ABOUT THIS EXERCISE:
Your answer should hold exactly the lines from the one with "on @likerId links" through the last line of the material below, nothing before and nothing extra.

STORED DATA:
PR #1254, opened 2026-05-12
✨ Allow affiliate opt-in to share Plus 20% discount on @likerId links

williamchong:
Plus members arriving via `?from=@likerId` previously lost their 20% discount so the affiliate could earn the 30% channel commission. With the new `isPlusDiscountAllowed` flag (stored at the `NFTBookUserData` root because channel commission flows from `from` regardless of `affiliateConfig.active`), opted-in affiliates now let the discount apply while keeping `from` set — `calculateItemPrices` already deducts the discount from the channel commission, so the affiliate's 30% share absorbs the cost automatically.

YOUR SOLUTION:
✨ Allow affiliate opt-in to share Plus 20% discount on @likerId links

williamchong:
Plus members arriving via `?from=@likerId` previously lost their 20% discount so the affiliate could earn the 30% channel commission. With the new `isPlusDiscountAllowed` flag (stored at the `NFTBookUserData` root because channel commission flows from `from` regardless of `affiliateConfig.active`), opted-in affiliates now let the discount apply while keeping `from` set — `calculateItemPrices` already deducts the discount from the channel commission, so the affiliate's 30% share absorbs the cost automatically.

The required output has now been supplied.